御嶽神楽
おんだけかぐら
概要
御嶽神楽は、神話を主題にした演目を中心に33演目を確実に伝え、大分県南部を中心に伝承される同種神楽の代表的なものである。各演目は、登場場面、中心の舞、退場場面の三部構成を基本に、激しい動きによる勇壮な舞振りによって展開され、人々を楽しませるために、舞い手が観客と榊の枝を引っ張り合うなどの点に特色がある。
御嶽神社の秋の祭礼では、御旅所【おたびしょ】近くの仮設の舞台で演じられる。

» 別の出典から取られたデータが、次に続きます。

PR #9585, opened 2026-08-06
feat(providers): add Zylo UnoRouter and Poolside registries

diegosouzapw:
## Summary

Implements the changes tracked in `feat/free-tier-providers-wave1-a`.

**What was done:**
```
1ccf9aa597 feat(providers): add Zylo UnoRouter and Poolside registries
```

 4 files changed, 88 insertions(+)

PR #10248, opened 2026-08-13
fix(models): make custom model overrides work consistently

### LINKED ISSUE #10242: fix(models): compatible-provider context override is ignored by /v1/models
### OmniRoute Version

3.8.50 (`release/v3.8.50`)

### Installation Method

Docker / Docker Compose

### Operating System

Linux

### Provider(s) Involved

An operator-defined OpenAI-compatible provider node with:

- internal provider ID: `openai-compatible-chat-<uuid>`
- public prefix: `wawapi-openai`
- model: `grok-4.6`

### Description

It is currently not possible to make `/v1/models` report a manual context-window override for a model on a custom compatible-provider node.

The override can be saved from either surface:

1. Provider page → Custom Models → Context Window Override
2. Settings → AI → Model Overrides → `context_length`

Both correctly persist the override in `model_context_overrides` under the internal provider-node ID. Runtime capability resolution can use that record, but `/v1/models` publishes the model under the node's public prefix and then tries to enrich it using that prefix. Dynamic provider prefixes are not resolved back to their internal node IDs in this path, so the override is missed and the response remains at the generic/synced 128K value.

### Reproduction

1. Create an OpenAI-compatible provider node with public prefix `wawapi-openai`.
2. Make `grok-4.6` available through that node.
3. Set its Context Window Override to `500000` from Custom Models or set `context_length=500000` from Model Overrides.
4. Confirm the saved override through the provider/model API or database.
5. Request `GET /v1/models` and inspect `wawapi-openai/grok-4.6`.

### Expected Behavior

```json
{
  "id": "wawapi-openai/grok-4.6",
  "context_length": 500000
}
```

The value should be identical whether the model row came from custom models or synced available models.

### Actual Behavior

The override is persisted under:

```text
openai-compatible-chat-<uuid> / grok-4.6 = 500000 (manual)
```

but `/v1/models` returns:

```json
{
  "id": "wawapi-openai/grok-4.6",
  "owned_by": "wawapi-openai",
  "root": "grok-4.6",
  "context_length": 128000
}
```

This is not stale catalog caching: supported writes bump the model-catalog cache version and force a rebuild.

### Root Cause

- `src/app/api/v1/models/catalog.ts` maps a compatible provider's internal node ID to its public prefix and emits `owned_by` using the public identity.
- `src/app/api/v1/models/catalogResponse.ts` calls `enrichCatalogModelEntry()` for that published row.
- `src/lib/modelMetadataRegistry.ts` derives the enrichment provider from `entry.owned_by` and asks for the persisted context override using the public prefix.
- `src/lib/modelCapabilities.ts::resolveCapabilityInput()` resolves static aliases only; it cannot reverse an arbitrary DB-backed node prefix such as `wawapi-openai` to `openai-compatible-chat-<uuid>`.
- `src/lib/db/modelContextOverrides.ts` intentionally performs an exact `(provider, model_id)` lookup, so the public-prefix lookup cannot match the internal-ID record.
- The catalog then retains an inline 128K value when present or reaches `getTokenLimit()`'s generic 128K fallback when absent.

`max_input_tokens` is a separate capability and is not expected to change `context_length`; this reproduction uses the actual `context_length` / Context Window Override field.

#### Clear All Models does not remain cleared

The provider page's **Clear All Models** action reports success and its API deletes custom/synced rows, but the same connection's `syncedAvailableModels` are automatically recreated shortly afterward without the user pressing Sync. In the reproduction, `grok-4.5` and `grok-4.6` reappeared with `source: imported` after service restart/background initialization.

Expected: after Clear All Models, models remain cleared until the operator explicitly imports/syncs them again, or the UI clearly states that automatic discovery will immediately repopulate them.

#### Custom-model creation did not leave a custom row

After adding `grok-4.6` through Custom Models and saving a context override, the override existed in `model_context_overrides`, but `customModels` remained empty while the model existed only in `syncedAvailableModels`. This makes the UI appear to have created a custom model while the persisted source remains synced/imported.

This may share the import/save-response class described in #9128, but this reproduction is on a DB-backed OpenAI-compatible node and includes the context override/catalog mismatch above.

### Related Issues / Prior Work

- #4125 / PR #6822 added manual custom-model context-window overrides, but its tests cover API round-trip and runtime `getModelContextLimit()`, not `/v1/models` projection through a dynamic provider prefix.
- #9557 fixed Model Overrides exposing compatible-provider UUIDs and already identified the public-prefix/internal-ID boundary, but it did not fix context enrichment in `/v1/models`.
- #3202 was a different 128K catalog bug for OpenRouter upstream metadata and is already closed.
- #9128 may overlap the custom-model persistence symptom, but not the confirmed context override identity mismatch.

No existing issue found that covers this exact failure.

### Suggested Regression Test

Seed:

- provider node ID `openai-compatible-chat-<uuid>`
- prefix `wawapi-openai`
- active connection under the internal node ID
- `grok-4.6` as a custom or synced model
- `setModelContextOverride(internalNodeId, "grok-4.6", 500000)`

Then call `getUnifiedModelsResponse()` and assert:

```text
wawapi-openai/grok-4.6.context_length === 500000
```

A second test should cover a synced row because the production reproduction currently uses `syncedAvailableModels`.

### Acceptance Criteria

- `/v1/models` applies exact context overrides stored under a dynamic compatible-provider node's internal ID while preserving the public prefix in the response.
- The behavior works for both custom and synced model rows.
- Context override writes invalidate the catalog and the next response reports the new value.
- Clear All Models has defined, observable semantics and does not silently repopulate models immediately unless automatic sync is explicitly enabled and communicated.
- Adding a model through Custom Models either persists a custom row or reports a failed/no-op save instead of presenting a synced row as the created custom model.

jackjinke:
## Summary

- fix custom model overrides being ignored when a synced or auto-discovered model has the same provider and model ID
- resolve compatible-provider context overrides through the internal provider node while preserving the configured public prefix in model responses
- remove synced-model deletion tombstones; deletion now removes the row, while Hide/Show remains the persistent visibility control
- consistently merge models as synced metadata plus explicitly stored custom metadata, with independent context and capability overrides applied last

Fixes #10242.

## Behavior

- custom model overrides now take effect across `/v1/models`, provider model listings, combo builder options, Gemini-compatible listings, pricing, and the provider dashboard
- custom names, formats, endpoint metadata, token metadata, and explicit capability values such as `supportsVision: false` override same-ID discovered metadata
- missing custom fields preserve the corresponding discovered metadata
- compatible-provider context overrides stored under the provider node now appear in `/v1/models`
- persisted context and capability override records remain final authority
- deleting a synced model no longer creates an unrecoverable tombstone; a later provider sync may restore it

## Manual verification

Verified after a local deployment:

- started with a synced model, created a same-ID custom model, then deleted the custom model; after triggering sync from the Models endpoint, the previously unrecoverable synced model appeared again and was shown as hidden
- changed a compatible-provider context override and confirmed the effective context value was applied

## Tests

Changed test files:

- `tests/unit/model-token-limit-catalog.test.ts`
- `tests/unit/cursor-exclusive-listing-merge.test.ts`
- `tests/unit/provider-models-custom-merge-6247.test.ts`
- `tests/unit/combo-builder-options-route.test.ts`
- `tests/unit/synced-model-delete-custom-sibling.test.ts`
- `tests/unit/synced-model-delete-resync.test.ts`
- `tests/unit/synced-model-hide-persist-3782.test.ts`
- `tests/unit/db-synced-model-catalog-invalidation-8728.test.ts`
- `tests/unit/db-models-split.test.ts`
- `tests/unit/provider-limits-ui.test.ts`
- `src/app/(dashboard)/dashboard/providers/[id]/__tests__/phase1e.test.tsx`

Commands run:

```text
node --import tsx --test tests/unit/cursor-exclusive-listing-merge.test.ts tests/unit/provider-models-custom-merge-6247.test.ts tests/unit/model-token-limit-catalog.test.ts tests/unit/model-overrides-provider-prefix-9557.test.ts tests/unit/8327-models-owned-by-prefix.test.ts tests/unit/custom-vision-override-combo-routing-9195.test.ts tests/unit/combo-builder-options-route.test.ts
# 35 passed, 0 failed

node --import tsx --test tests/unit/model-token-limit-catalog.test.ts tests/unit/combo-builder-options-route.test.ts
# 8 passed, 0 failed

npm run test:vitest
# 39 files passed, 355 tests passed
```

Additional broad-suite status:

- UI Vitest: 247 files passed; 5 unrelated files failed on existing local-storage/UI fixture assumptions
- unit and integration aggregate runs were stopped after their isolated runners stopped making progress and accumulated unreaped child processes
- ecosystem and Playwright runners did not reach test execution because their server readiness checks timed out in the isolated environment

## Coverage

`npm run test:coverage` was not completed. The aggregate runners above did not finish reliably enough to produce a valid coverage report, so the repository's 60% coverage gate remains to be confirmed by CI before this PR is ready for review.


diegosouzapw:
Clean fix matching #10242 — custom model overrides now work consistently. 35 unit tests + vitest pass; CI failures are all inherited base-red (poolside/free-tier test from #9585). Good to merge.

diegosouzapw:
Merged into `release/v3.8.50` — thank you @jackjinke! Validated on a combined merge-train (static gates + every affected test + vitest) alongside 9 sibling PRs before landing.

必ず最初に、5名の舞手によって、その場を浄める意味がある「五方礼始【ごほうれいし】」が舞われ、その後、天岩戸【あまのいわと】の前に立てる榊【さかき】を整える意味とされる「柴曳【しばひき】」や八岐大蛇【やまたのおろち】退治の「綱切【つなきり】」、神々が地上に降り立つ様子を表す「天孫降臨【てんそんこうりん】」、姿を隠した天照大御神【あまてらすおおみかみ】にちなむ「岩戸開【いわとびらき】」、国土創造にちなむ「天沼矛【あまのぬぼこ】」、天照大御神と須佐之男命【すさのおのみこと】の「誓約【うけい】」、高天原【たかまがはら】の機屋【はたや】における須佐之男命の乱暴にちなむ「綱武【つなたけ】」など神話を主題にしたものが数演目演じられる。最後は、神楽を無事に終えた事を感謝し天下太平を祝う意味で、必ず「大神【たいじん】」が演じられる。いずれの演目も大太鼓、締太鼓、伏鉦【ふせがね】、笛の伴奏により、動きの早い所作によって勇壮活発に展開される。各演目は、基本的に登場場面、中心の舞、退場場面の三部で構成されるものであり、芸能の変遷過程や地域的特色を示し特に重要である。